IT & Kommunikation

2. Kongress für Healthcare Performance Management in Ludwigshafen

09.02.2012 -

2. Kongress für Healthcare Performance Management in Ludwigshafen. Niemand würde auf die Idee kommen, ein Auto durch Konzentration auf den Rückspiegel voranzubewegen. Ebenso wenig würde er oder sie allein aufgrund des aktuellen Kilometerstands die Zeit bis zum Ziel berechnen. Stattdessen nutzt man den Tachometer, Hinweisschilder und Navigationssysteme, um auf dem schnellsten Weg am richtigen Ort anzukommen.

In vielen Unternehmen, genauer gesagt: in nahezu allen Unternehmen ist das aber nicht so. Gesteuert wird in der Regel auf Basis vergangenheitsorientierter Daten. Und gemessen wird in diesem Kontext nur, was sich leicht messen lässt. Der Fokus der Anstrengungen zur Leistungsverbesserung ist denn auch nahezu ausschließlich auf die Prozesse gerichtet. Und wenn deshalb strategische Ziele nicht erreicht werden, korrigiert man diese eben.

In Kliniken und anderen Einrichtungen der Gesundheitsbranche ist dies nicht anders. Vor diesem Hintergrund veranstalten der Landesverband Rheinland-Pfalz und Saarland der Klinikdirektoren Deutschland gemeinsam mit dem Institut für Managementinformationssysteme und Management & Krankenhaus am 17. April in Ludwigshafen den zweiten Kongress zur leistungsorientierten Steuerung von Gesundheitsunternehmen.
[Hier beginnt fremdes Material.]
Issue #193, opened 2021-08-07
Use pre-commit hooks to apply linting rules


matthewfeickert:
### Description

As noted in https://github.com/yt-project/unyt/pull/191#issuecomment-894608515 there are some PR that fail linter tests. As most of these linter tests just require a human to manually run a tool, like `flake8` or `black`, it seems like it would be helpful to use `pre-commit` hooks to run this for the user.

In my own projects what I've found super useful for keeping pre-commit hooks up to date and for saving time is to enable [pre-commit.ci](https://pre-commit.ci/) which will allow for pushes back to a PR if pre-commit hooks fail with attempts at resolving those failures.

There are some [examples over on the Scikit-HEP website](https://scikit-hep.org/developer/style#pre-commit) (in addition to all the examples the pre-commit team has).

neutrinoceros:
We use pre-commit.ci for yt itself now, I think it is worth migrating to it for unyt to, in particular because it saves the trouble of syncing installed versions for linters for all devs.

neutrinoceros:
CI is currently broken because black 22.1 made some intentional style changes that are not currently applied to unyt.
I'm going to pin it to the previous version in tex.ini for now but this is not a viable solution long term. Using `pre-commit.ci` would be much more viable.

PR #219, opened 2022-02-22
TST: use sympy pre-releases in bleeding-edge workflow

neutrinoceros:
Looks like sympy 1.10rc2 breaks unyt, see https://github.com/sympy/sympy/issues/23148

I propose we start using sympy pre-releases in the daily "bleeding-edge" workflow so these problems are always caught in a timely fashion.


oscarbenjamin:
I intend to make more frequent pre-releases of sympy in future so this would be useful to pick up on issues long before the main release.

neutrinoceros:
Looks like normal CI is broken too, for other reasons, I don't know if I'll be able to investigate this today.

neutrinoceros:
So one of the problems was that black made some style changes since the last time CI was run successfully. This problem and a possible solutions are discussed in #193. Pinning black for now.
Another problem is that the last version of pytest-doctestplus that is available for Python 3.6 is broken by the latest version of pytest
https://github.com/astropy/pytest-doctestplus/issues/170

I'll pin that too.

neutrinoceros:
I didn't manage to constrain pytest<7 just for Python 3.6 so I'm pinning it globally in tox.ini

neutrinoceros:
Ran the workflow on my fork again with sympy 1.10rc3 and it passed https://github.com/neutrinoceros/unyt/runs/5345360352?check_suite_focus=true

.github/workflows/ci.yml
```diff
@@ -5,6 +5,8 @@ on:
     branches:
     - master
   pull_request:
+  schedule:
+    - cron:  '1 0 * * *'
```
chrishavlin, line 9: What's the benefit to running the standard ci every day in addition to the beleeding-edge?

chrishavlin (approved):
Thanks for figuring this out!

.github/workflows/ci.yml
neutrinoceros: The bleeding edge workflow didn't detect the formatting changes from black, so it's clearly not covering everything that normal CI does. My reasoning is that it's easier to just run both daily than trying to cover everything with bleeding edge.

neutrinoceros:
To @oscarbenjamin's request (https://github.com/sympy/sympy/issues/22241#issuecomment-1061302909), I'm adding a test for unpicking unyt arrays with different versions of sympy. Hopefully this should help remove some of the maintenance burden from sympy.

oscarbenjamin:
> I'm adding a test for unpicking unyt arrays with different versions of sympy.

The best thing would be to add a test along these lines to sympy itself rather than unyt. I don't know what's in these pickles but can you make a representative example that doesn't actually require unyt to be installed?

Ideally I'd want a test that's just like
```python
pickle = b'...'
assert loads(pickle) == ...
```
Then we could add pickles for the same expression generated with all previous versions of sympy and see that they all unpickle correctly on current sympy master.

neutrinoceros:
I may give it a try in a few days. ATM I'm not sure how to minimise the test case without missing the point as we did 6 month ago.

neutrinoceros:
@jzuhone could you please have a look ? CI is still very unstable on unyt without these patches

jzuhone (approved):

Eingeladen zu der Veranstaltung an der Hochschule für Wirtschaft Ludwigshafen sind Topentscheider, Controller und IT-Verantwortliche aus der gesamten Gesundheitsbranche. Neben Vorträgen zur Leistungsmessung und –steuerung sowie zum Risiko- und Chancenmanagement und der dazu notwendigen Unterstützung durch die Informationstechnologie erwarten die Kongressbesucher beispielsweise auch hochinteressante Ausführungen zum Geo- Coding.

Die Teilnehmer können sich in Abhängigkeit ihrer Präferenzen und vor dem Hintergrund der in ihrem Unternehmen gerade aktuellen Aufgabenstellung zwischen parallel angebotenen Veranstaltungen mit stärkerer Management- oder ITOrientierung entscheiden. Wichtig ist den Organisatoren auch, dass es zu einem intensiven Erfahrungs- und Wissensaustausch zwischen den Vorträgen kommt und Netzwerke ausgebaut werden können.

Die Steuerung der Unternehmensleistung erfolgt nicht zuletzt deshalb häufig aus dem Bauch heraus, weil valide Daten fehlen. Das liegt insbesondere daran, dass Ursache-Wirkungsbeziehungen nur in den seltensten Fällen umfänglich bekannt sind. Dadurch schauen Manager oftmals auf die falschen Leistungsindikatoren. Erfolg lässt sich aber nur erzielen, wenn die Strategie auf die einzelnen Hierarchieebenen herunter gebrochen und anhand zukunftsgerichteter Key Performance Indikatoren auf jeder Stufe messbar gemacht wird. Bei signifikanten Abweichungen der Messgrößen von den vorher festgelegten Grenzwerten muss dann aber auch reagiert werden. Denn die Folge inkonsequenter Strategieumsetzung oder zu später Anpassung des Geschäftsmodells an Umweltveränderungen ist ein Verlust der Wettbewerbsfähigkeit. Schließlich kann Hoffen niemals Handeln ersetzen. Und Zaudern aus Unsicherheit führt schnell zur Handlungsunfähigkeit.

Das Treffen strategischer Entscheidungen ist aber nur selten ein klar definierter Akt, sondern überwiegend das Ergebnis einer Mischung aus Gefühl, Kreativität und Erfahrungswissen der Entscheider. Und dies, obwohl empirische Studien belegen, dass Unternehmen mit einem formalisierten Strategieumsetzungsprozess erfolgreicher sind. Wer seine Führungsinstrumente bisher noch nicht systematisch ausgerichtet hat, darf sich in bester Gesellschaft fühlen. Eine aktuelle, weltweit von Deloitte bei Topunternehmen durchgeführten Studie belegt, dass viele Manager im Nebel tappen, wenn es um die Steuerung der Unternehmensleistung geht und über einen eklatanten Mangel an steuerungsrelevanten Daten verfügen. Mit dem Kongress in Ludwigshafen, der für die Teilnehmer kostenlos ist, wird ein wesentlicher Schritt getan, um im Gesundheitswesen für eine Verbesserung der Situation zu sorgen.